EXERCISE PROMPT
What is needed is each line of the data below that holds the string "tabs".

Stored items
______________________________
PR #65, opened 2017-07-24
Keep selected profile in sync with browser history

hharnisc:
Selected profileId is using the URL as the source of truth

### Staging Deployment

_This repo is CI/CD enabled and staging deployment should be available at https://task-update-profile-route.publish.buffer.com :smile:_


hharnisc:
Looks like the push failed during the NPM install step, but then passed when running the PR - a timeout. Going to merge this since the tests passed

PR #66, opened 2017-07-24
[WIP] Transform profiles on the back end

hharnisc:
Transform profiles server side so the client doesn't need to do it in several different places!

### Staging Deployment

_This repo is CI/CD enabled and staging deployment should be available at https://task-transform-profiles-rpc.publish.buffer.com :smile:_


hharnisc:
Looks like there is some flakyness on Node 8 again. Tests look good on node 7 and on the PR again. Gonna merge this and try updating Lerna since they've got an official 2.0 :tada:

PR #67, opened 2017-07-24
Get tabId select state from URL

hharnisc:
This will match the way that profiles are selected. This means that the URL is the source of truth for the selection state both tabId and profileId
### Staging Deployment

_This repo is CI/CD enabled and staging deployment should be available at https://task-select-tab-from-url.publish.buffer.com :smile:_


hharnisc:
merging this one since branch build is :green_apple:

packages/tabs/index.js
```diff
@@ -1,16 +1,22 @@
...
 // default export = container
-export default withRouter(connect(
-  state => ({
-    profileId: state.tabs.profileId,
+export default connect(
+  (state, ownProps) => ({
+    selectedTabId: ownProps.tabId,
+  }),
+  (dispatch, ownProps) => ({
+    onTabClick: tabId => dispatch(push(generateProfilePageRoute({
```
emily-plummer: very cool!

PR #68, opened 2017-07-24
Task/post list metadata

alvarezmelissa87:
- export `PostLists` from `shared-components`
- Use `PostLists` in queue
- format posts to fit with `PostLists` component in queue

### Staging Deployment


alvarezmelissa87:
Heya @hamstu 😄 
I really like the idea of simplification but wasn't sure we'd want to do data manipulation in the reducer - but if it is in line with what a reducer is responsible for then it feels much more simple to do that! :raised_hands:

PR #71, opened 2017-07-25
Add profileTimezone and 24hr time config to settings state

alvarezmelissa87:
- Include `profileTimezone` in `settings` state for schedule purposes.
- Add `hasTwentyFourHourTimeFormat` from user data to `settings` state 
    -- display postingTimeForm in 24hr time if set
    -- display table time in 24hr time if set

- Update `settings` `ProfileSettings` story and props

### Staging Deployment


packages/settings/components/ProfileSettings/index.jsx
```diff
@@ -48,19 +50,24 @@ const ProfileSettings = ({
...
     return (<div>Loading...</div>);
   }
-  // TODO: set initial time to current time in profile timezones
-  // const now = moment().tz(timezone);
-  const initialValues = {
-    time: {
-      hours: 14, // now.hour()
-      minutes: 20, // now.minute()
-    },
-  };
```
alvarezmelissa87: Added this to allow storybook to pass for now - since the moment.now would create a new value each time.

emily-plummer: 👍

packages/settings/reducer.js
```diff
@@ -14,6 +15,8 @@ const initialState = {
   loading: false,
   days: [],
   items: timezones,
+  profileTimezone: 'Europe/London',
```
emily-plummer: Curious if we should leave the default as an empty string? Or maybe it doesn't matter too much since we should always have a profileTimezone coming in if there is a profile hooked up?

alvarezmelissa87: hey! 😄 Good one @emily-plummer This one should actually end up being unnecessary since the `due_at` and `sent_at` will be already set to the profile timezone - taking this out is in the TODO for this week 😄 Was just initially put in as a stub.

emily-plummer: Sounds good :)

PR #74, opened 2017-07-25
add bugsnag to client

hharnisc:
It might be worth bringing the bugsnag key into an env var to keep it in one place in a followup commit (since we add the same key in #73 )

### Staging Deployment

_This repo is CI/CD enabled and staging deployment should be available at https://add-bugsnag-to-client.publish.buffer.com :smile:_


hharnisc:
Merging this one!

PR #75, opened 2017-07-26
Add hovered arrows to InputTime noStyle config

hharnisc:
### Staging Deployment


hharnisc:
Had some tests time out - verifying that his works locally

packages/components/InputTime/index.jsx
```diff
@@ -61,7 +112,11 @@ const displayHour = (hour, select24Hours) => {
   return modHour === 0 ? 12 : modHour;
 };
 
-const InputTime = ({
+const displayTimeColonStyle = {
+  marginRight: '0.25rem',
```
stevemdixon: This is looking great! 👍  I have one tweak here, which would be to set the `font` key value to `fontSizeExtraSmall`. This'll keep the ":" at a size similar to the font size within the select elements. 😀

PR #76, opened 2017-07-26
Get profile timezone initial value to show

hamstu:
This PR ensures we show the profile's timezone value in the settings page. 

### Staging Deployment

https://profile-timezone-initial-value.publish.buffer.com


packages/settings/reducer.js
```diff
@@ -15,7 +15,7 @@ const initialState = {
   loading: false,
   days: [],
   items: timezones,
-  profileTimezone: 'Europe/London',
+  profileTimezone: '',
```
alvarezmelissa87: Heya @hamstu - this looks great! One thing is I do think we need a default timezone here. `PostingTimeForm` initial value calculations use timezone and it _might_ cause an error if we don't have one. I can double check this. 😄

hamstu: Hey @alvarezmelissa87 – ah cool! I didn't see any errors; but that doesn't mean there aren't any 😅  Would love to know if you think this has mixed things up at all. I removed it here since I didn't want it showing in the UI before the correct one loads. (Once we have proper loading states, we probably won't have that issue, though.)

PR #79, opened 2017-07-26
Fix tab style ✨

hamstu:
Just a quick tweak to the tab styling to keep it more inline with the Invision/mockup.


hamstu:
🌞 Anytime Emily!

PR #1407, opened 2020-06-01
Load organizations user

josem:
## Description
Fetch organizations for the current logged in user. 

This is part of a bigger task where we'll be able to select different organizations so it "simulates" that we select one organization and filter the profiles by it but in reality, we just return all the profiles like before until the feature is completed. 

JIRA ticket: https://buffer.atlassian.net/browse/PUB-2779.

## Context & Notes
This is mostly based on @karelm's investigation :)  

Since https://github.com/bufferapp/buffer-web/pull/17098 is deployed I think we can safely deploy it this one as well once it's reviewed.

## Checklist

#### Staging Deployment


packages/profile-sidebar/utils/index.js
```diff
@@ -8,3 +8,10 @@ export const shouldGoToProfile = (profile, prevProps) => {
     (isADifferentProfile(profile, prevProps) || prevProps.profileId === null)
   );
 };
+
+export const filterProfilesByOrg = (profiles, organization) => {
+  return profiles;
```
josem, line 13: I return all the profiles for the time being since we're not really selecting any organization (and we shouldn't filter by the first one).

packages/bootstrap/middleware.js
```diff
@@ -1,14 +1,28 @@
...
+      dispatch({ type: 'INIT_MODALS' });
+      dispatch({ type: 'INIT_USER' });
+      dispatch({ type: 'INIT_ORGANIZATIONS' });
+      dispatch({ type: 'INIT_APPSHELL' });
+      dispatch({ type: 'INIT_FEATURES' });
+      dispatch({ type: 'INIT_PUSHER' });
+      dispatch({ type: 'INIT_CHECK_BOOKMARKLET' });
+      dispatch({ type: 'INIT_STRIPE_DETAILS' });
       break;
+    case `organizations_${dataFetchActions.FETCH_SUCCESS}`: {
```
karelm, line 16: instead of using the `organizations_${...}` approach, I was wondering if it would make more sense introducing an `ORGANIZATIONS_INITIALIZED` event instead inside of the organizations middleware? Then we can be purposeful in our actions, and it becomes clear of our actions and intentions? I'm not 100% sure, but just wondered what you thought to that instead of a fetch_success event here?

josem: Ah, great point! 

Sorry for the silly question since I don't have enough context on the project :pray: Do you mean capturing the fetch success event in the organizations' middleware and then dispatch a new event called ORGANIZATIONS_INITIALIZED that can be captured by others?

karelm: Sorry, I should have been clearer. Yes that is precisely what I mean. This way we arent using the "underlying" mechanisms, but instead allow each module to signal its state, instead of reading signalled state from http state. This way if we want to add more checks, filtering, etc... to our organization processing, we don't need to update all locations in the code relying on this.

josem: Thank you @karelm! That makes total sense :+1:

josem: I've just made the change. Please, let me know if you think it's fine now, happy to adjust anything! :slightly_smiling_face:

karelm: Hey @josem sorry about this, but you haven't updated this event to use the ORGANIZATIONS_INITIALIZED property, would you be able to update this one please?

packages/organizations/reducer.js
```diff
@@ -0,0 +1,26 @@
+const orgData =
+  typeof window !== 'undefined' &&
+  typeof window.bufferData !== 'undefined' &&
+  typeof window.bufferData.organizations !== 'undefined' &&
+  window.bufferData.organizations;
```
karelm, line 5: I think this can be simplified to just be something like this instead 😉 
```suggestion
const orgData = window?.bufferData?.organizations;
```

packages/organizations/utils/index.js
```diff
@@ -0,0 +1,11 @@
+export const getSelectedOrganization = organizations => {
```
karelm, line 1: Could you add some tests around this please? Happy to help with this if needed, I know a lot of this code came from my little spike in investigating so appreciate it might not be in the perfect state

packages/server/parsers/src/orgParser.js
```diff
@@ -0,0 +1,9 @@
+module.exports = orgData => ({
+  id: orgData.id,
+  locked: orgData.locked,
+  name: orgData.name,
+  ownerId: orgData.owner_id,
+  ownerEmail: orgData.owner_email,
+  plan: orgData.plan,
+  planCode: orgData.plan_code,
```
karelm, line 8: After speaking with Ana yesterday I think there might be more data we need, but if we don't know what that is at present its fine for us to add to this later. But if you do know what extra data we need, please could you add it to the org parser please? 😄

packages/bootstrap/middleware.js
karelm, line 16: could you change this to use the ORGANIZATIONS_INITIALIZED method please?
```suggestion
    case 'ORGANIZATIONS_INITIALIZED': {
```

josem:
Thanks so much @karelm! I think I've addressed all the changes now. 

I'll probably add more things to the parser as we need them but I think for now it might be ok. Sorry for not adding tests to the utils file before! :pray:

PR #1421, opened 2020-06-12
Queues Refactor | Integration tests for Queues

MayaUribe:
## Description

Add integration test for all our Queues
- Main queue
- Stories
- Past Reminders
- Analytics
- Drafts
- Campaigns

## Context & Notes

This is the first step for the Multiple Queue refactoring.
JIRA Card -> PUB-2841

## Screenshots
N/A

## Checklist

#### Staging Deployment

### DIFF
--- a/packages/app-pages/index.test.js
+++ b/packages/app-pages/index.test.js
@@ -50,20 +50,18 @@ const _TestContextContainer = ({ children }) => <>{children}</>;
 
 const campaign = buildCampaign();
 
-const day1 = new Date('2020-01-01T11:00:00.000Z');
 const queuedPost1 = buildPostWithImage({
   overrides: {
     profileId: profileIG.id,
-    scheduledAt: getTime(day1),
+    scheduledAt: getTime(new Date('2020-01-01T11:00:00.000Z')),
     campaignDetails: campaign,
   },
 });
 
-const day2 = new Date('2020-01-02T11:00:00.000Z');
 const queuedPost2 = buildPostWithImage({
   overrides: {
     profileId: profileIG.id,
-    scheduledAt: getTime(day2),
+    scheduledAt: getTime(new Date('2020-01-02T11:00:00.000Z')),
   },
 });
 
--- a/packages/app-pages/index.test.js
+++ b/packages/app-pages/index.test.js
@@ -36,7 +36,7 @@ const profileIG = buildIGProfile({
   },
 });
 
-const appInitialState = {
+const initialState = {
   user: buildUser(),
   profileSidebar: {
     selectedProfileId: profileTwitter.id,
@@ -213,14 +213,12 @@ describe('AppPages | user interaction', () => {
     jest.clearAllMocks();
   });
 
-  test('non IG account should render proper tabs', () => {
+  it('should render proper tabs for non IG account', () => {
     render(
       <TestDragDropContainer>
         <AppPagesWithRouter />
       </TestDragDropContainer>,
-      {
-        initialState: appInitialState,
-      }
+      { initialState }
     );
     const {
       queueTab,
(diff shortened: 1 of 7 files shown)


packages/campaign/index.test.js
```diff
@@ -1,27 +1,211 @@
...
+  });
+};
+
+const campaignDetailsFields = async () => {
+  const totalScheduled = await screen.findByText(
+    `${campaign.scheduled} Scheduled`
+  );
+  const totalSent = await screen.findByText(`${campaign.scheduled} Scheduled`);
+  const dateRange = await screen.findByText(campaign.dateRange);
+  const campaignName = screen.getByText(campaign.name);
```
karelm, line 83: @MayaUribe would it make more sense to pass in `campaign` and `screen` as a parameter to the campaignDetailsFields function, then the campaign data + screen we are using is passed in by the caller instead of based on global data? Then if we add more tests, we can extract this accordingly, or is that an anti-pattern in this testing approach? - Asking from a functional perspective, as well as a learning perspective 😉

packages/campaign/index.test.js
```diff
@@ -1,27 +1,211 @@
...
+
+  return {
+    totalScheduled,
+    totalSent,
+    dateRange,
+    campaignName,
+  };
+};
+
+const campaignsListFields = async () => {
```
karelm, line 93: similarly to the above @MayaUribe, do you want to pass in screen instead to this function and access it from the params instead of from the global object?

packages/campaign/index.test.js
MayaUribe: Very interesting point @karelm 🤔

Specifically for the screen part, I wouldn't say it's an antipattern, but I would say is not really necessary because of the way screen behaves, if you see the test, I'm using `campaignDetailsFields()` twice in the same test, the first time for campaigns list and later on to re-check in campaign view (after the user clicked on a campaign), screen automatically refreshes any changes that happened.
One small disadvantage I can think of is that because we are sending the screen as a param, we wouldn't be able to see the autocompleted suggestions with all the possible queries while coding. (findBy*, getBy*, queryBy*, ...)

Does that make sense? 🤔

karelm: yeah, this is definitely not a blocker... just more of a discussion around usage. Whether to go fully functional or not with these methods, and have their props determine the outcome 👍

packages/app-pages/index.test.js
```diff
@@ -0,0 +1,352 @@
...
+  render,
+  screen,
+} from '@bufferapp/publish-test-utils/utils/custom-render';
+import { getTime } from '@bufferapp/publish-utils/date';
+import userEvent from '@testing-library/user-event';
+import {
+  buildUser,
+  buildProfile,
+  buildIGProfile,
+  buildPostWithImage,
```
albennett, line 13: This makes me happy, as it will save time in getting states in a certain order to test 💯

packages/app-pages/index.test.js
```diff
@@ -0,0 +1,352 @@
...
+
+    const {
+      queueTab,
+      analyticsTab,
+      awaitingApprovalTab,
+      draftsTab,
+      settingsTab,
+    } = tabMenuOptions();
+
+    const storiesTab = screen.getByRole('link', { name: /stories/i });
```
albennett, line 229: Have you been finding it fairly easy to target elements? I remember we use dynamic classes, so targeting through classes isn't an option.

MayaUribe: Yes! so far I haven't had major issues querying elements, which is a good sign from a11y perspective 🙌

MayaUribe:
> This is great @MayaUribe 🙌 I had some questions come up when reviewing this PR around unit vs integration tests and whether we should be writing unit tests first. I then read this article that was really interesting: https://kentcdodds.com/blog/write-tests . I'm excited to get deeper into the course and thought it was interesting how he recommends to "stop mocking so much stuff."

That is a **great** article, 🏆 he often talks about "Write tests. Not too many. Mostly integration", and I think that is spot on, in a single integration test we can cover a lot more meaningful use cases than with multiple unit tests (not saying unit tests are not necessary) but integration tests give us a lot more confidence.

PR #1427, opened 2020-06-16
[PUB-2795] Add Org Switcher to Publish UI

hamstu:
## Description

https://buffer.atlassian.net/browse/PUB-2795

## Context & Notes

- [x] Only show switcher for users with feature flip
- [x] Only show when num. orgs >= 2
- [x] Bug: Reloading after switching orgs does not work right (defaults to first org.)

## Checklist

#### Staging Deployment


packages/organizations/middleware.js
```diff
@@ -32,39 +36,56 @@ export default ({ dispatch, getState }) => next => action => {
...
+        p => p.organizationId === action.id
+      );
+      const firstProfileInOrganization = profilesInOrganization[0];
+      const newPath = profilePages.getRoute({
+        profileId: firstProfileInOrganization.id,
+      });
+      dispatch(push(newPath));
+      dispatch(
+        profileActions.selectProfile({ profile: firstProfileInOrganization })
+      );
```
hamstu, line 84: I don't love this logic here. Can't help but wonder if there's a better way to do it, but I think that all comes back to a rewrite/overhaul in our routing. (I.e., Ideally we could just do the push/navigate and everything else would work, but without the `selectProfile` it doesn't.)

hamstu: It's also worth noting that things don't **not** work on page reload yet. For example, if you switch to a new org/profile and reload the URL remains correct but the profile queue doesn't ever load. 

Will add to the to dos on this PR.

anafilipadealmeida: Hey @hamstu, I'm curious, why isn't your org switcher itemClick `switchOrganization` not just `organization.goTo({orgId})` from routes ? In theory that should be enough to trigger everything else in the app.

packages/app-shell/index.js
```diff
@@ -2,9 +2,13 @@ import { connect } from 'react-redux';
 import {
   newBusinessTrialists,
   preferencesGeneral,
+  organization,
 } from '@bufferapp/publish-routes';
 import { actions as modalActions } from '@bufferapp/publish-modals';
 import { getURL } from '@bufferapp/publish-server/formatters/src';
+
+// import { actions as orgActions } from '@bufferapp/publish-data-organizations';
```
anafilipadealmeida, line 10: Would we be able to delete this? 🙂

packages/organizations/middleware.js
```diff
@@ -2,9 +2,11 @@ import {
   actions as dataFetchActions,
   actionTypes as dataFetchActionTypes,
 } from '@bufferapp/async-data-fetch';
+import { organization } from '@bufferapp/publish-routes';
```
anafilipadealmeida, line 5: I believe we might not need this one anymore

PR #1456, opened 2020-07-13
[PUB-2904 ] Inject orgs data in user

anafilipadealmeida:
## Description
- Temporarily Inject orgs data in user
- Temporarily dispatch INIT_USER when selecting new org, to inject new org data in the user data. To be removed after org_switcher rollout.

## Context & Notes
Once we rollout the org switcher the plan is to stop relying on user data to get plan/org data and rely on organization data instead.
I've only injected the plan_code from orgs in this PR, as this was just to set the mechanism. The full org data injection is happening in a different PR.
https://buffer.atlassian.net/browse/PUB-2904

## Checklist

#### Staging Deployment


packages/organizations/middleware.js
```diff
@@ -95,6 +95,11 @@ export default ({ dispatch, getState }) => next => action => {
       break;
     }
 
+    // Temporarily dispatch user data, to inject new org data in it. To be removed after org_switcher rollout
+    case `setCurrentOrganization_${dataFetchActionTypes.FETCH_SUCCESS}`:
+      dispatch({ type: 'INIT_USER' });
```
karelm, line 100: @anafilipadealmeida will this trigger a refetch?

anafilipadealmeida: Yes, it's not ideal but it's the safest way of doing it, as it was not possible to make all user references rely only on user.state

packages/server/rpc/user/index.js
```diff
@@ -3,14 +3,37 @@ const { method } = require('@bufferapp/buffer-rpc');
...
+      userData &&
+      userData.features &&
+      userData.features.includes('org_switcher');
+
+    // Temporarily injecting org plan data in users. To be removed after org switcher rollout.
+    if (hasOrgSwitcher) {
+      const orgs = await PublishAPI.get({
+        uri: `1/user/organizations.json`,
+        session,
+      });
```
karelm, line 24: is it faster to just always do this query and the userData query simultaneously instead?

e.g. something along these lines
```
Promise.all([publishApi.getUser(), publishApi.getOrg()])
.then(([user, org]) => { return [userParser(user), orgParser(org)]; }).then(([user, org]) => ({...user, plan_code: org.plan_code}));
```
______________________________
ANSWER BELOW
packages/tabs/index.js
-    profileId: state.tabs.profileId,
-  test('non IG account should render proper tabs', () => {
+  it('should render proper tabs for non IG account', () => {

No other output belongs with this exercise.